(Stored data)
+ + + + + + +

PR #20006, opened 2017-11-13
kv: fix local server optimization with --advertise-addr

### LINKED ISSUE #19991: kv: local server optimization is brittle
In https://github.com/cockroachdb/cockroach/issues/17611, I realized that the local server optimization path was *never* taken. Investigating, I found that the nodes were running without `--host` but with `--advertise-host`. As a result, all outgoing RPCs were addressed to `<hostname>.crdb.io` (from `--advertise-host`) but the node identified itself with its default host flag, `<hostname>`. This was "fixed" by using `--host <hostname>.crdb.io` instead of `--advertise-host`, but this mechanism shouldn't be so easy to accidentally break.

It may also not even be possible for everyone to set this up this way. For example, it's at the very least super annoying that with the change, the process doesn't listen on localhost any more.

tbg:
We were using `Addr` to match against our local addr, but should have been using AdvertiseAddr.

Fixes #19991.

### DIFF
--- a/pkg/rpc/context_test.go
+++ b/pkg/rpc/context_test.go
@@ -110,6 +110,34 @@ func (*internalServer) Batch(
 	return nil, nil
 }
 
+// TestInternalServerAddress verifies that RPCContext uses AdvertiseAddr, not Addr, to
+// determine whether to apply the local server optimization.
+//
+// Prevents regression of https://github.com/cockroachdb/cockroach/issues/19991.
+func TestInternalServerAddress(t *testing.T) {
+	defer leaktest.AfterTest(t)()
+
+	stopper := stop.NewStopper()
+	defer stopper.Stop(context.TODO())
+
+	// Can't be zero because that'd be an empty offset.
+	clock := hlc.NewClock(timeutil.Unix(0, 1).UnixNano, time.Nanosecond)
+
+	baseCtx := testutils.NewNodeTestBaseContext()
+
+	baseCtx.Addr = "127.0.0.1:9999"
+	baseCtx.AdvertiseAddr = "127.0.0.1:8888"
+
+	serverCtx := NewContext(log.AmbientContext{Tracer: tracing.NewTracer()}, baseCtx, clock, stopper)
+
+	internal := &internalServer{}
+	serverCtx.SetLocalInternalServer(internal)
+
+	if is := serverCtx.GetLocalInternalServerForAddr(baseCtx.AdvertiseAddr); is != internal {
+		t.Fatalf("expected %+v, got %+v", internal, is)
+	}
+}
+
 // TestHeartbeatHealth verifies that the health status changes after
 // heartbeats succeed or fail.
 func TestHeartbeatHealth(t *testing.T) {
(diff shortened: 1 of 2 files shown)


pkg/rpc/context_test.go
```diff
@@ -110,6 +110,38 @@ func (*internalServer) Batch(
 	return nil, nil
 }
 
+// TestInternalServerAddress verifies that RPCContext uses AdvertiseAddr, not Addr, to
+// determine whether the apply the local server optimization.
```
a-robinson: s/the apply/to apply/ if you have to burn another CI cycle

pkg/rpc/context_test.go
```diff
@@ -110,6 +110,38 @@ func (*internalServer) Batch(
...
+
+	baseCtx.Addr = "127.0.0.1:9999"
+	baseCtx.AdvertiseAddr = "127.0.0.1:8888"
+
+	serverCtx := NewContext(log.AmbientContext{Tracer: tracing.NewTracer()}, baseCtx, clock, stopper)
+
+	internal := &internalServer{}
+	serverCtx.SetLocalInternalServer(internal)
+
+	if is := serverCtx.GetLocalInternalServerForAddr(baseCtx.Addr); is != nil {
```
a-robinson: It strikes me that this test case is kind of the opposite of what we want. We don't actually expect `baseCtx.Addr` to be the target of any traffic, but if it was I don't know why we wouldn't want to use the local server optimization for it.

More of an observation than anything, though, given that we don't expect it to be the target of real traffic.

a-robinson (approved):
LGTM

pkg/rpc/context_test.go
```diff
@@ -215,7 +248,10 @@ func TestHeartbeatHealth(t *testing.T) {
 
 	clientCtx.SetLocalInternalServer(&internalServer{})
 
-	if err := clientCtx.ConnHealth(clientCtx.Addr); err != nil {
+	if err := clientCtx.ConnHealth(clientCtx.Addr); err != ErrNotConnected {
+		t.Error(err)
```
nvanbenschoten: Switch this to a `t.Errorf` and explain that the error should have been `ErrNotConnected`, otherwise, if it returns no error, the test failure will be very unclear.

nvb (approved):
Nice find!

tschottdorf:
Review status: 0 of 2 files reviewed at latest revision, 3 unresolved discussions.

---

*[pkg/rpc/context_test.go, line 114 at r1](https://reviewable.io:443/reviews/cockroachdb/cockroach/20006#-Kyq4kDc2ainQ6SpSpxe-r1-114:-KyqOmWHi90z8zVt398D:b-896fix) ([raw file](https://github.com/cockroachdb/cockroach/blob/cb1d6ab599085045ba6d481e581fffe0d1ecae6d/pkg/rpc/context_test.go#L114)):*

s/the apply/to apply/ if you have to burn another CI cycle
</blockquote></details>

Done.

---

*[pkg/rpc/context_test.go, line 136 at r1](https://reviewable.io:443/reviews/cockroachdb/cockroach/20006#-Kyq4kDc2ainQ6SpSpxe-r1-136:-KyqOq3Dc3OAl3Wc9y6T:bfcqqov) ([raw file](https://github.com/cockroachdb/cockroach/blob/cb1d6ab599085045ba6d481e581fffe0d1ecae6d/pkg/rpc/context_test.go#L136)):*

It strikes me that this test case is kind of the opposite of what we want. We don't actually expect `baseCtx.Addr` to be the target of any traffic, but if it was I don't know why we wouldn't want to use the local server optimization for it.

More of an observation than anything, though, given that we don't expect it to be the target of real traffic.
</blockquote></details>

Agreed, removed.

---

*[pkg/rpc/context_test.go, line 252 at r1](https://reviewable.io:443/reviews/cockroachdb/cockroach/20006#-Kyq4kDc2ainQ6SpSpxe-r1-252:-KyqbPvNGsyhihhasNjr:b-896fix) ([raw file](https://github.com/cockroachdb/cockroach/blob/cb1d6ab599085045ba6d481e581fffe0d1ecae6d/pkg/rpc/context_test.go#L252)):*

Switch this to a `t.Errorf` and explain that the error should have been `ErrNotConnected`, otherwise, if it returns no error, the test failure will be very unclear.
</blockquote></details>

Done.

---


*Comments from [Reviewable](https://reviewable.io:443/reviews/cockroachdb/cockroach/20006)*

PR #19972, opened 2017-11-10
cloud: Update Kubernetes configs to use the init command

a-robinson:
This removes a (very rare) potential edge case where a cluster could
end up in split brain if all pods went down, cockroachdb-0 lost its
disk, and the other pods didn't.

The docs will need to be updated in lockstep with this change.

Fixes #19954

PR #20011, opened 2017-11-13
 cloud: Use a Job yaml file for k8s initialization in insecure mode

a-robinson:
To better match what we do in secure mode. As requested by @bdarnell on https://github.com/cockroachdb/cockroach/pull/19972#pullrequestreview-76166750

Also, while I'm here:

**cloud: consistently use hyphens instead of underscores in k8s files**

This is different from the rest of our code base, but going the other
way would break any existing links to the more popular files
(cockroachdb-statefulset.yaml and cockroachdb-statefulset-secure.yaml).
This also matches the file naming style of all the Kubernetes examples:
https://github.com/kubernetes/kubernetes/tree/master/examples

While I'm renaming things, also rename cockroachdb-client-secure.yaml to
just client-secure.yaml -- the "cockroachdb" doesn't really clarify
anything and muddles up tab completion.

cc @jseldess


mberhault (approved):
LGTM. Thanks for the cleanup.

+ + + + + + +

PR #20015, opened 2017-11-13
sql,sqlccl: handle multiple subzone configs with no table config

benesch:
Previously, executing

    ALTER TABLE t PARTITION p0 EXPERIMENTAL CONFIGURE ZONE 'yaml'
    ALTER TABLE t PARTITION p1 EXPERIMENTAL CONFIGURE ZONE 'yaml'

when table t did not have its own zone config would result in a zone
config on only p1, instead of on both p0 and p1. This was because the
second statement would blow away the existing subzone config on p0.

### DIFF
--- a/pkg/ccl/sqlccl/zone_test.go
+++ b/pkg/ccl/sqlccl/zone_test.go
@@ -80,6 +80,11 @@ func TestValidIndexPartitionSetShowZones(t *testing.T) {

+ + + + + + +

» What this task involves
Copy the records above exactly, beginning at the line that contains "https://github.com/kubernetes/kubernetes/tree/master/examples" and stopping after the line that contains "LGTM. Thanks for the cleanup.".

» Answer to the exercise
https://github.com/kubernetes/kubernetes/tree/master/examples

While I'm renaming things, also rename cockroachdb-client-secure.yaml to
just client-secure.yaml -- the "cockroachdb" doesn't really clarify
anything and muddles up tab completion.

cc @jseldess


mberhault (approved):
LGTM. Thanks for the cleanup.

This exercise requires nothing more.